:: SOURCE MATERIAL ::
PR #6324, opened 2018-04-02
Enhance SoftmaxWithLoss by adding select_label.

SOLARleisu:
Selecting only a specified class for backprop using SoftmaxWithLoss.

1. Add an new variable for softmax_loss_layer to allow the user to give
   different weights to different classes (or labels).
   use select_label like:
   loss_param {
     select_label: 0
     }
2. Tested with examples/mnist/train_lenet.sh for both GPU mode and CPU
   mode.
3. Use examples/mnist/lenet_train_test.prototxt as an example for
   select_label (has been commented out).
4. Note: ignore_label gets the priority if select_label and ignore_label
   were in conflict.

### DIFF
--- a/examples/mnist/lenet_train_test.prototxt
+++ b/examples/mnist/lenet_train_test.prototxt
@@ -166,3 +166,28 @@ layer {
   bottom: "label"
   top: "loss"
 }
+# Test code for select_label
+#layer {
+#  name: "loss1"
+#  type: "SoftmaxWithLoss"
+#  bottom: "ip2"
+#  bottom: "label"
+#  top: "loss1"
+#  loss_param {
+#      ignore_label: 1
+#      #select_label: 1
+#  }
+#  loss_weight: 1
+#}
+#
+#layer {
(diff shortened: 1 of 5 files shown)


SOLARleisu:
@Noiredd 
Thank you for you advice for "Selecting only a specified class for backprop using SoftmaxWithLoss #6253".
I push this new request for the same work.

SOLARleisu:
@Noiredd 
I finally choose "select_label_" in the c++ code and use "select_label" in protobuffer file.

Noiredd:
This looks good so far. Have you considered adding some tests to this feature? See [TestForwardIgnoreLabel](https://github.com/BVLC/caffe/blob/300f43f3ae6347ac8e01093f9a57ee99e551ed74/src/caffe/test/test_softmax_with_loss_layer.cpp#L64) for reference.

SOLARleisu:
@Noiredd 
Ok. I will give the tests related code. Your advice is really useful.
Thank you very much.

==

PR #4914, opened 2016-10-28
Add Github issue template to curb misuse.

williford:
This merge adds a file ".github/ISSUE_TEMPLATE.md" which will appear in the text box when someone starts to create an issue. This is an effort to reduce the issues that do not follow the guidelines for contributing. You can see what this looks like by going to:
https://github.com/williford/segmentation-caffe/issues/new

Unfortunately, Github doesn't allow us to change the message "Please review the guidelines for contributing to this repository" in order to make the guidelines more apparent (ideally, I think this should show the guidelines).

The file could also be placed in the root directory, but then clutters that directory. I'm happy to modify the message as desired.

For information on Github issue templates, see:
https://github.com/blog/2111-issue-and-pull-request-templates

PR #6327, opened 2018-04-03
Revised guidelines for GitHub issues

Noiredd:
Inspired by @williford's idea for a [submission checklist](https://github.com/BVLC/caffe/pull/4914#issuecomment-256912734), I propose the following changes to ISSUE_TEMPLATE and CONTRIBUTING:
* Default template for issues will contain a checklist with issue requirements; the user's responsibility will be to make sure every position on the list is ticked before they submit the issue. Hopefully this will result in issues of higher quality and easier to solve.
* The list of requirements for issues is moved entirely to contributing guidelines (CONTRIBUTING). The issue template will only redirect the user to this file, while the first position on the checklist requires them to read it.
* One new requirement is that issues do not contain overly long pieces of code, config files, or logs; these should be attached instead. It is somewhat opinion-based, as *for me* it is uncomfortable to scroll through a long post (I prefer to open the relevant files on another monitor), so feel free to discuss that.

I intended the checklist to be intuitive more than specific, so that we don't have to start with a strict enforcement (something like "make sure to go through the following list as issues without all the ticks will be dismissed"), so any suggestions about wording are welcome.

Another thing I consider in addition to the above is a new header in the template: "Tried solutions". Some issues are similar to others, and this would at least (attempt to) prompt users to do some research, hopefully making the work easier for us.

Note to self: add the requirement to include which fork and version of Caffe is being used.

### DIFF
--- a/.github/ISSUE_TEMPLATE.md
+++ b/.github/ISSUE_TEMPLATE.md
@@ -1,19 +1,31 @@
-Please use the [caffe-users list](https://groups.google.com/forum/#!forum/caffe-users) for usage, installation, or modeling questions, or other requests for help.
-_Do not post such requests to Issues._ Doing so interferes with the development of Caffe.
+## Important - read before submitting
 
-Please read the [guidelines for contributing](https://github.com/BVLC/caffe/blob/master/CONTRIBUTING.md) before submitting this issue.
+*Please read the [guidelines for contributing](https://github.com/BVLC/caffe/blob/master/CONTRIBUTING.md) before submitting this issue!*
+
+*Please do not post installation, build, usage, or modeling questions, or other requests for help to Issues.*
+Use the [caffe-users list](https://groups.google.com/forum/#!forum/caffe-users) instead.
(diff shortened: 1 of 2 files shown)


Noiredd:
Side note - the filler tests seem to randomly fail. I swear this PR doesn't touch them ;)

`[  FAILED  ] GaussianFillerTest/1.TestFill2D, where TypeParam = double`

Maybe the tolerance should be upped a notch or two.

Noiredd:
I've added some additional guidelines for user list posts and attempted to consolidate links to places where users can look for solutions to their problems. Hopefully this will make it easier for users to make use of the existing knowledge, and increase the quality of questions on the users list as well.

==

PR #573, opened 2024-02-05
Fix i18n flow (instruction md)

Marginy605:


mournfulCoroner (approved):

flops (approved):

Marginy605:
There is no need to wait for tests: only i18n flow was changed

:: DESCRIPTION OF THE TASK ::
In the entries above, please find the line with "PR #6324, opened 2018-04-02" and the line with "select_label (has been commented out).", then write out exactly those two lines and every line between them, and nothing more.

:: WRITTEN SOLUTION ::
PR #6324, opened 2018-04-02
Enhance SoftmaxWithLoss by adding select_label.

SOLARleisu:
Selecting only a specified class for backprop using SoftmaxWithLoss.

1. Add an new variable for softmax_loss_layer to allow the user to give
   different weights to different classes (or labels).
   use select_label like:
   loss_param {
     select_label: 0
     }
2. Tested with examples/mnist/train_lenet.sh for both GPU mode and CPU
   mode.
3. Use examples/mnist/lenet_train_test.prototxt as an example for
   select_label (has been commented out).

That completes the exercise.